**What to produce:**
Where does the string "stable" appear in the material? Copy each line that holds it.
= = = = =
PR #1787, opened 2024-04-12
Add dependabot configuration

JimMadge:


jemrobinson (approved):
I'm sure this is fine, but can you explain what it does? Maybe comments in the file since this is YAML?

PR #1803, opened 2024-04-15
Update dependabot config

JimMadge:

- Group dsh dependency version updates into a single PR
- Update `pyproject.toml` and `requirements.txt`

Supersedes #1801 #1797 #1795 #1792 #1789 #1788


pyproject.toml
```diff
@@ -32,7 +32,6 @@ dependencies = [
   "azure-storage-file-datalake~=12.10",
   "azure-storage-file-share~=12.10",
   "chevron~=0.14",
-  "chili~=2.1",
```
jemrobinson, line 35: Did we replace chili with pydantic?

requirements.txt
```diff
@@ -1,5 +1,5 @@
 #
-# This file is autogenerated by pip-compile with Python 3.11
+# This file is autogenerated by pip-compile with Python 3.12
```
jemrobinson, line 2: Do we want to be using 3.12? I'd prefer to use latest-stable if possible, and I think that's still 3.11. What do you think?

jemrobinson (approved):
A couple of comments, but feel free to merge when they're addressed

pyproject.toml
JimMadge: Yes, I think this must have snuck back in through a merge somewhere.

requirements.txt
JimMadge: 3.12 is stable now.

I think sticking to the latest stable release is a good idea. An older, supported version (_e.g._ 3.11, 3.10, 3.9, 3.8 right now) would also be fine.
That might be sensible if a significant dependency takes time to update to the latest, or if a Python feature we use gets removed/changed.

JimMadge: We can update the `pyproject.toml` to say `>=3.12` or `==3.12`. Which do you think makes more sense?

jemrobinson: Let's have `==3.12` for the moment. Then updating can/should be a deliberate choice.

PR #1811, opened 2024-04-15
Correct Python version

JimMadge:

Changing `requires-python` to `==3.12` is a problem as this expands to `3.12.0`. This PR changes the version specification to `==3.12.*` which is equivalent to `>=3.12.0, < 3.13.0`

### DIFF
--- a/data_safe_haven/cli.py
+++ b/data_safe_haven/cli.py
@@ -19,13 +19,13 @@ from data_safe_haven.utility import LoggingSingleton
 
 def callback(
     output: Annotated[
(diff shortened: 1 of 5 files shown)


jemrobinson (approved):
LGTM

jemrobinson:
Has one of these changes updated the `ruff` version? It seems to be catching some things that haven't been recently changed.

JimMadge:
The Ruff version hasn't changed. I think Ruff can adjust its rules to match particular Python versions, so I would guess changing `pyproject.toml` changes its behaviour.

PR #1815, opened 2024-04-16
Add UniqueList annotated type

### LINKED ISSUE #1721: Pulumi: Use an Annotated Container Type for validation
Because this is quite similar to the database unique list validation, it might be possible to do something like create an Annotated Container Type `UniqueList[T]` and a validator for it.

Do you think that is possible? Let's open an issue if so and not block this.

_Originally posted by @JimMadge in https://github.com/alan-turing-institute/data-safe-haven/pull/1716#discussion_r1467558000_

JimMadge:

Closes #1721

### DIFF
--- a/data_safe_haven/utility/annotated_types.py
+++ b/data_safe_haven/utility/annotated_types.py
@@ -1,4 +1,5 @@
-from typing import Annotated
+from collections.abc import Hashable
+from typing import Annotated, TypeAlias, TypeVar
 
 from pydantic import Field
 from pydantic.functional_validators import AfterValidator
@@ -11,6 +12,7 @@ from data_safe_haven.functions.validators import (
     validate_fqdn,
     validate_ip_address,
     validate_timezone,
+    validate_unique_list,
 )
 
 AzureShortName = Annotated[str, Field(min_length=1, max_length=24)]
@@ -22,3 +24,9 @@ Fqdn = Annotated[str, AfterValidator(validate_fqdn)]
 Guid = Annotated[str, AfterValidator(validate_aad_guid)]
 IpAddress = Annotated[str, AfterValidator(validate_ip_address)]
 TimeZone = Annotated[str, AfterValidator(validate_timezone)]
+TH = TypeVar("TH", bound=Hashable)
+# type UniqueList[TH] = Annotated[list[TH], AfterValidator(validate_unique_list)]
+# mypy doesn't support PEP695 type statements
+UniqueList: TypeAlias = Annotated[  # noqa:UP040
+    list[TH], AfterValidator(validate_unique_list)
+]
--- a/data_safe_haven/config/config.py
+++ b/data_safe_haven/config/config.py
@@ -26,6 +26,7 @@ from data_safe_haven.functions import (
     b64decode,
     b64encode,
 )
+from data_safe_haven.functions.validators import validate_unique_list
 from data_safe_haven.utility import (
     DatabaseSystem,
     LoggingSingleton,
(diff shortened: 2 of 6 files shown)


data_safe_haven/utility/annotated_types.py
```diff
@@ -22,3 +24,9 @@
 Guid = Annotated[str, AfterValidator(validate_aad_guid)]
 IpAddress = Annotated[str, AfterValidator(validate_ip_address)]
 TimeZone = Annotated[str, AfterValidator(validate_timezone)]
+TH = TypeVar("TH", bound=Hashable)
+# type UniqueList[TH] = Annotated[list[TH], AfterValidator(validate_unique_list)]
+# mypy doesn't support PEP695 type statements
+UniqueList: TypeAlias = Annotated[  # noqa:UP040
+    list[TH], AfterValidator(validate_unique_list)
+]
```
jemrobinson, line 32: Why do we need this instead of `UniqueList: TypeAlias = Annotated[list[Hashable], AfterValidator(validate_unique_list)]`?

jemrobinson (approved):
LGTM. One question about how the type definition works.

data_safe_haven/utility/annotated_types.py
= = = = =
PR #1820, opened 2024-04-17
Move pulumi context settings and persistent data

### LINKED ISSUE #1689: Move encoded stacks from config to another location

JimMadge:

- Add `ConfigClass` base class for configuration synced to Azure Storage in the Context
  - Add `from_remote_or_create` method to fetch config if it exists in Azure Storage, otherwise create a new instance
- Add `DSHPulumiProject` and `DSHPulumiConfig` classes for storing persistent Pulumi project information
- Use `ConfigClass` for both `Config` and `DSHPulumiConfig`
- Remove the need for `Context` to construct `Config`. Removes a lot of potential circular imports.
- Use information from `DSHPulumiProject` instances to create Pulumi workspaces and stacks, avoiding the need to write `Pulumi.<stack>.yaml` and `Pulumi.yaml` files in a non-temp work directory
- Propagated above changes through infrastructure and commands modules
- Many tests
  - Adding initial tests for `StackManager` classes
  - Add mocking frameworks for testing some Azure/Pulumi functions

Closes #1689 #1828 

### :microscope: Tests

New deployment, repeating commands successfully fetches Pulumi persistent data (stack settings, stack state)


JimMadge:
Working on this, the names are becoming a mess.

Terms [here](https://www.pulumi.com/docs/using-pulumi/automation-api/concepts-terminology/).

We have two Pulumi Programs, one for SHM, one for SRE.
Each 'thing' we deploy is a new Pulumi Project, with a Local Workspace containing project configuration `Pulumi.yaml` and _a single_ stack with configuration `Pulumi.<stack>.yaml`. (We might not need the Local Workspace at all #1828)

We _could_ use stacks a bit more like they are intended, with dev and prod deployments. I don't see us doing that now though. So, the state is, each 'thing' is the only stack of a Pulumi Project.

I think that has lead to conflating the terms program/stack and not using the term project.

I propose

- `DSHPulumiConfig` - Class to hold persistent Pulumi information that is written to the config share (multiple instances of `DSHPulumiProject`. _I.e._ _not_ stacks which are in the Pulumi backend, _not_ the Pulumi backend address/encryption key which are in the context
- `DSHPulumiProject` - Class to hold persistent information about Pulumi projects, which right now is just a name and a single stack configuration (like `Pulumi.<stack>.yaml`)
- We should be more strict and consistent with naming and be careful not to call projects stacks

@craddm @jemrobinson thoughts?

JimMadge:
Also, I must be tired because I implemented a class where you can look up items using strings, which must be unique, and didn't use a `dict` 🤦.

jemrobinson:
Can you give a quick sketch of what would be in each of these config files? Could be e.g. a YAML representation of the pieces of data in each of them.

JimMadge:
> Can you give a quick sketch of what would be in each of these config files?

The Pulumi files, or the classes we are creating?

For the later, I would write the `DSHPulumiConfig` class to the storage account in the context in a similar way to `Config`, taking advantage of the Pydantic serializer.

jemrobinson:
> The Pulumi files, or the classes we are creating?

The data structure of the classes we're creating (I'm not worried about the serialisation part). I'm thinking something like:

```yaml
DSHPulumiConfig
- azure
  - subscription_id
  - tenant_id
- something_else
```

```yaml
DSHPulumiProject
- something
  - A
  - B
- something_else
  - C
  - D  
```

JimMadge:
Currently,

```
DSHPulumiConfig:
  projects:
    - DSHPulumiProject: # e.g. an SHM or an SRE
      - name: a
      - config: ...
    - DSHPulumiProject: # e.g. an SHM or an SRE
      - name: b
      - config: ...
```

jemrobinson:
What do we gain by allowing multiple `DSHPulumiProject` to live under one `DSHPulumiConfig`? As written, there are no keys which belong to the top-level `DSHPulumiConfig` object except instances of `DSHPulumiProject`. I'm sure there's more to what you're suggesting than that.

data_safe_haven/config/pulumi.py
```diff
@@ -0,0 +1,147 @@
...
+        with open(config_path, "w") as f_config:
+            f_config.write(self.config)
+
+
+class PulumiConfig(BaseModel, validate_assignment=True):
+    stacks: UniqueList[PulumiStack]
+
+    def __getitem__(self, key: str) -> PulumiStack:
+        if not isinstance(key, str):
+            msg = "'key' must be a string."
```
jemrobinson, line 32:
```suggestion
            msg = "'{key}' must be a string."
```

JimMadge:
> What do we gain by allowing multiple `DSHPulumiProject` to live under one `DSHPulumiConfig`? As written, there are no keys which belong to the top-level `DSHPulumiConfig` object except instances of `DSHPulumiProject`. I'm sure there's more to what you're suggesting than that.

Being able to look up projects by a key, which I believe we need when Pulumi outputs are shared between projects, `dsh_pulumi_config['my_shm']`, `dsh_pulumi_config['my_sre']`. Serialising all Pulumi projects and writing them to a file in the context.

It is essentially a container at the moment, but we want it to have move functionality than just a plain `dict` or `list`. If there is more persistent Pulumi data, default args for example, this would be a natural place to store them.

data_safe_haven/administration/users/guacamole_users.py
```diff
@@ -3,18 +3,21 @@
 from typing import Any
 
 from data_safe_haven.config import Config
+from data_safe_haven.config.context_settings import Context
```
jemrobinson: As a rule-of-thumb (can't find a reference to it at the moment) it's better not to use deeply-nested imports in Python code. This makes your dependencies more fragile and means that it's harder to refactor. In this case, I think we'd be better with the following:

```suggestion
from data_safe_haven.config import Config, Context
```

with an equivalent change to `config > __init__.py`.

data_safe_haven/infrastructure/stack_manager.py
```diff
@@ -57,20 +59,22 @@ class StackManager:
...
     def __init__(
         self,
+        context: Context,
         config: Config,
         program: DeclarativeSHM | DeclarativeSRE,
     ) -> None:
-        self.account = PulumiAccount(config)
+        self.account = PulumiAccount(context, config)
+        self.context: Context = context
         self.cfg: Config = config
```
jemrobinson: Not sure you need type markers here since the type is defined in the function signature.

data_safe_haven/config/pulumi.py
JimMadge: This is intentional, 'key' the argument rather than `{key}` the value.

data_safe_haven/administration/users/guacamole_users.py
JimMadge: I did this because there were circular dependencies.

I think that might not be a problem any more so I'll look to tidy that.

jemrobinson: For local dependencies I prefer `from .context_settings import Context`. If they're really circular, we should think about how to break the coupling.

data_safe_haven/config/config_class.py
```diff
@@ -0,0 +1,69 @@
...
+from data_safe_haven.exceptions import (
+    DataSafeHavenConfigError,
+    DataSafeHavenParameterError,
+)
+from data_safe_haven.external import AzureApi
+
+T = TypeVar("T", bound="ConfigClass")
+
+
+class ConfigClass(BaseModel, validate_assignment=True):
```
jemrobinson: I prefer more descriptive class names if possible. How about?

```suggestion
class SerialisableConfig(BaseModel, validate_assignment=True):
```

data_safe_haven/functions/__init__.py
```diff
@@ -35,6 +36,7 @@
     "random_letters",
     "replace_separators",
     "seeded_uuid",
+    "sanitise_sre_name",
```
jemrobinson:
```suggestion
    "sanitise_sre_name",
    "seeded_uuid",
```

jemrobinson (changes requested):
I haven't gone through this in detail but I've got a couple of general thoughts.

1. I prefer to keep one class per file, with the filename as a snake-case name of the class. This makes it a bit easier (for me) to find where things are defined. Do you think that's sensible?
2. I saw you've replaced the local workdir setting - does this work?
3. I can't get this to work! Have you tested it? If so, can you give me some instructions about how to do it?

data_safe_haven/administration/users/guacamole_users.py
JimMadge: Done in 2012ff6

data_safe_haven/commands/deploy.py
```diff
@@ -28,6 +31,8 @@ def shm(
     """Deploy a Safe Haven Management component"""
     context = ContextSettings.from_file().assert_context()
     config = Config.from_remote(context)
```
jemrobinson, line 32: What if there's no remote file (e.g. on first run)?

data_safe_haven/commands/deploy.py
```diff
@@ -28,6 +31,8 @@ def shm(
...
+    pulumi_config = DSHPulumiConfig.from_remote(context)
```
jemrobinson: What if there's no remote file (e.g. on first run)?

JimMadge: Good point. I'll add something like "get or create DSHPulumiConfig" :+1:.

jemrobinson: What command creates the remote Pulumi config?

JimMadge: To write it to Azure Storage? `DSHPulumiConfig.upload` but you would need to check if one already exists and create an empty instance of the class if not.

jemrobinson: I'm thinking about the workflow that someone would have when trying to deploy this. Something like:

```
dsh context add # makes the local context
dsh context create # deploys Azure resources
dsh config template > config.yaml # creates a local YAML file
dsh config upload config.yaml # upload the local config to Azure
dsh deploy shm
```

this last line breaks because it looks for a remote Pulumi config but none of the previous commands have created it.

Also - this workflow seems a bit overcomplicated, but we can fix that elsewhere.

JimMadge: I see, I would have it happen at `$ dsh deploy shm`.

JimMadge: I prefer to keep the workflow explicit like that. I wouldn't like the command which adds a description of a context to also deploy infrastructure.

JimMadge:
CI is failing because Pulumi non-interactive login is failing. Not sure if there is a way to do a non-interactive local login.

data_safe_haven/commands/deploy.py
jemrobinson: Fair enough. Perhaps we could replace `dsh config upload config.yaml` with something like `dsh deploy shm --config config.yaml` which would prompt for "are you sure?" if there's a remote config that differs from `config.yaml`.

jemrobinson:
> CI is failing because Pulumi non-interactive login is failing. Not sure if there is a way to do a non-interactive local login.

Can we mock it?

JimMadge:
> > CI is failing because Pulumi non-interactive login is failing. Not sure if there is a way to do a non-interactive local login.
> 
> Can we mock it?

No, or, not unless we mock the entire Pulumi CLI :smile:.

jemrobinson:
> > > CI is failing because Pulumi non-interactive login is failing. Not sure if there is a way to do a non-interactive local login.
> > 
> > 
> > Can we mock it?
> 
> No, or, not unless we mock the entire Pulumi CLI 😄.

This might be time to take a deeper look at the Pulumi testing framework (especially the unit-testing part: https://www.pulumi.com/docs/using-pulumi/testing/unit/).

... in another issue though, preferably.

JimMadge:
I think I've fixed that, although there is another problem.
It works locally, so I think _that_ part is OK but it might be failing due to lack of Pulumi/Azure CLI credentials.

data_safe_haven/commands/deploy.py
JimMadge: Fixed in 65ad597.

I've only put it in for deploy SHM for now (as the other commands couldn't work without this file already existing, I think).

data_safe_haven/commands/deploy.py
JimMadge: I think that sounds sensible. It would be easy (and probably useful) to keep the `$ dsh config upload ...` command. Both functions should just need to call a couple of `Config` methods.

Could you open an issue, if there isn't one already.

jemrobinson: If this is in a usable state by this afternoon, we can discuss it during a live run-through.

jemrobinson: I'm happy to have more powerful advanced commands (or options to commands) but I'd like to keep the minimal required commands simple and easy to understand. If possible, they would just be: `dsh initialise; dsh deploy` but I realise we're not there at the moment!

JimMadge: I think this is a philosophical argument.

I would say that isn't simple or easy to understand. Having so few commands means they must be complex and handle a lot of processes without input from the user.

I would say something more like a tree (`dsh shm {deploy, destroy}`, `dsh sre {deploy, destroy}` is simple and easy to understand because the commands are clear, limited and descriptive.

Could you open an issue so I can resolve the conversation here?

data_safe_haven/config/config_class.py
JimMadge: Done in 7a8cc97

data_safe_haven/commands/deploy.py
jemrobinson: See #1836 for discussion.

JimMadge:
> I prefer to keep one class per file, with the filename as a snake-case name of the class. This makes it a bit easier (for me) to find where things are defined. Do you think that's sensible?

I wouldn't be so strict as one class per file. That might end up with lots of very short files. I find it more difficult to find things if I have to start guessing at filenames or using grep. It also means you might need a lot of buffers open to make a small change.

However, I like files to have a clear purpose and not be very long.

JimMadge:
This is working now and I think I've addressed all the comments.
= = = = =
**Response area:**
jemrobinson, line 2: Do we want to be using 3.12? I'd prefer to use latest-stable if possible, and I think that's still 3.11. What do you think?
JimMadge: 3.12 is stable now.
I think sticking to the latest stable release is a good idea. An older, supported version (_e.g._ 3.11, 3.10, 3.9, 3.8 right now) would also be fine.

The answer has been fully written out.